__EXERCISE PROMPT__
Go through the records and copy each line where the word "collectionPath" occurs.

__MATERIAL FOR THIS TASK__
PR #322, opened 2026-08-14
fix(generator): only generate --name/apply when the collection serves GET

neilmartin83:
Follow-up to the known issue called out in #321. Independent of it — this branch is off `main` and touches no specs.

## The bug

`--name` (and `--serial`/`--udid`, and all of `apply`) resolve an identifier exactly one way: GET the resource's collection, RSQL-filter it, extract the ID, act on `/{id}`. The three gates that decide whether to emit them — `opHasNameLookup`, `patchHasLookup`, `shouldGenerateApply` — all tested `collectionPath() != ""`.

`collectionPath` answers a *different* question — "what is this resource's collection URL" — and to answer it falls back to the create-POST path, and then to the `{id}` path minus its last segment. Neither implies the server will answer a GET there.

So any resource whose modern API is `POST /collection` + `GET /collection/{id}` got a `--name` flag that could only ever fail. Wire-confirmed against a live 11.31.0 instance:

__ANSWER SECTION__
`--name` (and `--serial`/`--udid`, and all of `apply`) resolve an identifier exactly one way: GET the resource's collection, RSQL-filter it, extract the ID, act on `/{id}`. The three gates that decide whether to emit them — `opHasNameLookup`, `patchHasLookup`, `shouldGenerateApply` — all tested `collectionPath() != ""`.
`collectionPath` answers a *different* question — "what is this resource's collection URL" — and to answer it falls back to the create-POST path, and then to the `{id}` path minus its last segment. Neither implies the server will answer a GET there.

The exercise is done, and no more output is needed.